Oort St. Ultraviolet and Decibel Jones, individually and collectively, assumed the time-traveling red panda called Öö leaped up as they boarded, made a high-pitched squealing noise, and careened over backward waving his paws in the air because he was just so feverishly excited to meet them. However, among the Keshet, this is a cool, eminently diplomatic, even standoffish greeting. Down to the soles of its cells, a Keshet is a constant atomic, temporal, and emotional ball-pit into which an infinite army of cake-addled toddlers jumps, over and over, and it is every single one of their birthdays, forever.

And he wasn’t happy to see them at all.

“Öö! ÖöÖöÖö is me and you are them and we are all—but whoooooooa waitwaitstopwait are you not Yoko Ono? Whatwhathowwhat the fuck, Al? I gave you a picture of her and everything! Do all primates still look the samesameidenticalsame to you? We practiced, Al! We practiced all the way here! It was so boring!”

“Al?” Dess asked. “You’re not Al. Al runs a chip shop on the corner. Al fixes the furnace. You’re the roadrunner.”

“That’s what you call me, and look, Dess, I like you a lot, but I’ve nibbled heaps of memories in the last twenty-four hours so I know what a Looney Tunes is, and frankly

, I think it’s a bit insensitive. Öö’s time is far too valuable and volatile to dribble it away calling me Altonaut Who Runs Faster Than Wisdom Down the Milk Road, but at least he uses part of my actual name, because that’s respect, isn’t it?”

“Sorry,” mumbled Decibel.

“Sorry,” Oort Ultraviolet repeated with a shrug.

“Nononoyesyesno, I love it, it’s perfect, farwayfar better than Al. We received the dogandbirdandbombandcanyon show in the big radio wave haul off this world. It was excellentgreatexcellentallright. A song of nihilism and the hopelessness of desire. At first we thought it was such an obvious allegory for the war that we ignored it. Must be one of us, youknowyeahyouknowno? Some pirate cartoon channel out of Octave space junking up the signal. Nope. Coincidencechancechancefatechance. An echo in the great unconscious. I hate that. Makes my job harder. But it’s perfectperfectcorrect—that’s you, Al, you’re the roadrunner! I’m gonna call you that from now on. I’ll alert the other Keshet when I get back into the continuity. They won’t be happy about Yoko Ono, though.”

“It seems Mrs. Ono died, Öö,” the great blue fish-flamingo went on, in what Dess could only assume was her own voice. Or perhaps one of the hyperactive red panda’s school friends. He wondered, suddenly, if it was very tough to keep it all straight, to skim for the right voice every time you talked to someone. Decibel Jones rather wished he could scrape off the top of an audience’s memory and sing however the fuck they wanted him to sing. He’d supposed he’d known how, once. Once. “Very sorry, I did try. And I can tell them apart! They all have different thumbnails, it turns out. You didn’t tell me that. And you told me Yoko Ono was alive. That’s two major stuff-ups. If you’d use even one of those day planners I keep buying you, we wouldn’t keep having these embarrassing mistakes.”

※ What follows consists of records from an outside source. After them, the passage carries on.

PR #55, opened 2016-11-03
TST check types on Travis

kmike:
Currently not a lot of things is checked because `mypy --silent-imports --check-untyped-defs eli5` fails with multiple errors. There is a lot of errors like this when `--check-untyped-defs` option is enabled:

```
eli5/_feature_weights.py: note: In function "get_top_features":
eli5/_feature_weights.py:41: error: Unexpected keyword argument "pos" for "FeatureWeights"
eli5/_feature_weights.py:41: error: Unexpected keyword argument "neg" for "FeatureWeights"
eli5/_feature_weights.py:41: error: Unexpected keyword argument "pos_remaining" for "FeatureWeights"
eli5/_feature_weights.py:41: error: Unexpected keyword argument "neg_remaining" for "FeatureWeights"
```

but at least some checks are good; at least it will keep type declarations in sync (they were broken).

### DIFF
--- a/.travis.yml
+++ b/.travis.yml
@@ -10,6 +10,7 @@ env:
     - TOXENV=py27
     - TOXENV=py35
     - TOXENV=py35-nodeps
+    - TOXENV=mypy
 
 addons:
     apt:
--- a/eli5/lime/textutils.py
+++ b/eli5/lime/textutils.py
@@ -4,7 +4,7 @@ Utilities for text generation.
 """
 from __future__ import absolute_import
 import re
-from typing import List, Tuple
+from typing import List, Tuple, Any
 
 import numpy as np
 from sklearn.utils import check_random_state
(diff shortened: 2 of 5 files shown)


lopuhin:
That's great! 👍 
And maybe we can fix some type errors with ``--check-untyped-defs`` by writing ``__init__`` methods for attr-based classes.

lopuhin:
Wow, mypy with ``--check-untyped-defs`` caught an actual error!
```
eli5/sklearn/utils.py: note: In function "get_feature_names":
eli5/sklearn/utils.py:99: error: Argument 1 to "len" has incompatible type "FeatureNames"; expected "Sized"
```
where I copied a piece of code and did not change it (the fix is https://github.com/TeamHG-Memex/eli5/commit/6abbb8db0559757fdd127e2b1e09bd24a3cc60a6#diff-47f7891fe007f47de0c660890504d78c)

@kmike ``--check-untyped-defs`` looks useful, what do you think about adding explicit ``__init__`` methods that enumerate all arguments and moving type declarations to them? Maybe it's also possible to check that they are in sync with definitions in the class fields automatically.

I'm +1 to merge this PR as-is, just discussing future steps :)

kmike:
@lopuhin I may have broken your branch because I rebased "mypy" branch, sorry!

lopuhin:
@kmike np, I was going to redo it anyway!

“DIED? Whenwhenwhy? How could this HAPPEN? Oh no! Oh NOOOO. What about KYOKO? Did she ever find her mommy’s hand inthesnowinthesnowinthesnowintherain . . . ?”

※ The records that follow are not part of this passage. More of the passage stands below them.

PR #60, opened 2016-11-07
Mypy check untyped

lopuhin:
Enable checking untyped defs with mypy.

In order to do that, I had to add ``__init__`` methods to base classes. To slightly avoid repetition, I removed explicit ``attr.id`` lines and instead add them based on ``__init__`` signature - I don't see obvious downsides here or ways it could be misused (this is a bit magical, but ``attr.ib`` is also magical), but still that might cause problems or confusion - if so, we can roll back the attributes, while having ``__init__`` methods too.

### DIFF
--- a/eli5/_feature_weights.py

“Three years ago, I think?” Oort Ultraviolet said helpfully. “She died of . . . well, of being an old lady, really.”

Öö blinked his adorable brown eyes and rubbed his fuzzy apricot-colored cheeks with his paws. “I don’t get it.”

“What’s there to get, love? She was ninety or something, wasn’t she?”

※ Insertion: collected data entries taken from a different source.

Issue #38, opened 2016-11-01
don't highlight whitespace as red for zero weights


kmike:
It looks weird with feature imporances:

![2016-11-01 18 39 35](https://cloud.githubusercontent.com/assets/107893/19891578/f09fd7c2-a06a-11e6-83f6-385d49e245f0.png)

lopuhin:
It also looks weird for non-text feature names, maybe we should highlight spaces only when we are sure that features are from text, or if the user ask for it.

kmike:
@lopuhin makes sense.

kmike:
I think that it is fixed by #61 for practical purposes.

PR #61, opened 2016-11-07
Highlight spaces conditionally

lopuhin:
This should fix a part of #38 - now we'll only highlight spaces if ``highlight_spaces`` is set to True, or if there are any "invisible" spaces in the explanation.
It is also possible to force space highlighting if we are passed a text vectorizer in explain_weights or explain_prediction - do you think it's worth doing @kmike ?

### DIFF
--- a/eli5/base.py
+++ b/eli5/base.py
@@ -23,6 +23,7 @@ class Explanation(object):
                  targets=None,  # type: List[TargetExplanation]
                  feature_importances=None,  # type: FeatureWeights
                  decision_tree=None,  # type: TreeInfo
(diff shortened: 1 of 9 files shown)


kmike:
> It is also possible to force space highlighting if we are passed a text vectorizer in explain_weights or explain_prediction - do you think it's worth doing @kmike ?

I don't have a strong opinion. What's your preference?

lopuhin:
Thanks!

> I don't have a strong opinion. What's your preference?

I'd postpone doing it - it's not obvious that it is needed now.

The red panda wriggled his button nose. “No, butwhybutwhybuthow should that killkillhurtkill anybody?”

Al let that question drift pointedly unacknowledged among them like a fart at a dinner party. “This is what’s left of the band. Decibel Jones and the Absolute Zeros, Öö. They’ll do fine. Probably.”

The Keshet made a face like he’d just eaten kale for the first time and scrambled down a long corridor lit with a calming dappled undersea light that flowed out from holes in the thick black coral. He spun around in circles, found things to eat hidden in his striped tail, and bounced over himself several times.